“Grecia no debería asumir que Europa ha cambiado al punto
que la zona Euro endorse sin limitaciones la agenda completa de Mrs. Tsipras”
(Presidente de la Comisión Europea, Jean-Claude Juncker).
“Queremos dejar claro la dirección en que no negociaremos. No
negociaremos nuestra soberanía nacional” (Alexis Tsipras, Primer Ministro
Griego).
El primero es claro: no es posible modificar las cosas como
las pretende Grecia, porque significaría cambiar la estructura económica de la
Unión Europea, o sea comenzar todo desde cero.

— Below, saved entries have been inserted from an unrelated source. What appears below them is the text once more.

Issue #5291, opened 2019-12-02
SourceFileBufferedReadWriteStream does not handle well #refreshBufferFrom:


VincentBlondeau:
When writing in a deferFlushDuring mode (to compile methods), when the buffer is full #refreshBufferFrom: will write the contents of it even if the chunk is not complete. After a #refreshBufferFrom: the source file can be in an instable state and then cannot be read by epicea.

I suggest to flush only complete strings (the argument of the nextPutAll: for instance) and not flushing in the middle of it.

VincentBlondeau:
But it will not work if the string to write is larger than the buffer... I then suggest to disable the gathering of the timestamp from Epicea in the change log when in deferFlushDuring: block.

VincentBlondeau:
Weak linked with #5292

tesonep:
@VincentBlondeau can you check if the fix I have proposed for #5292 keeps the same problem? It should be fixed by the same code.

MarcusDenker:
merged

PR #5292, opened 2019-12-02
[Perfs] x10 on method compiling with #deferFlushDuring:

VincentBlondeau:
Changes:
- Avoid flushing at the end of each chunk.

Habla en clave económica.
El segundo también lo es: Si no se efectúa un cambio como se
pide, Grecia estallará. Habla en clave política.
El drama es que ambos tienen razón.
¿Puede la Unión Europea acceder a las nuevas reducciones de
deuda requeridas por Grecia?
Económicamente, tal vez sí. Los números griegos
son gigantes para su escala, pero mínimos en relación a los números europeos.
Grecia vs. la Unión Europea, en términos económicos, es –salvando las
distancias- como Formosa frente a la Nación Argentina. No alcanza al 1 %.
Sin embargo, su consecuencia no es económica sino política.
Si se abriera esa “ventana”, el antecedente podría derrumbar todo el sistema. El
desequilibrio griego no es una excepción sino que se da en varios países con
economías más grandes: España, Portugal, Italia.
Aceptar la reducción que pide Grecia “rebotaría” en estos
países, que muestran ya fenómenos similares al del oficialismo helénico. Nuevos
partidos, nuevos relatos, nuevos dirigentes, expresando que la disciplina
económica exigida por los acreedores –fundamentalmente alemanes- genera
tensiones sociales desequilibrantes. Si estos países, invocando el antecedente
griego, reclamaran el mismo tratamiento para sus países, el sistema
económico-financiero europeo con su actual arquitectura se derrumbaría en un
caos financiero generalizado.
Pero Grecia muestra sus argumentos. Syriza, grupo populista
que montó su reclamo en el sentimiento visceral de millones de desocupados y
marginalizados por la crisis, es por ahora un fenómeno contenido en el marco
institucional. Se organizó, fue a elecciones, y ganó. Respondió a la
desesperación de personas que no ven futuro posible para su presente miserable.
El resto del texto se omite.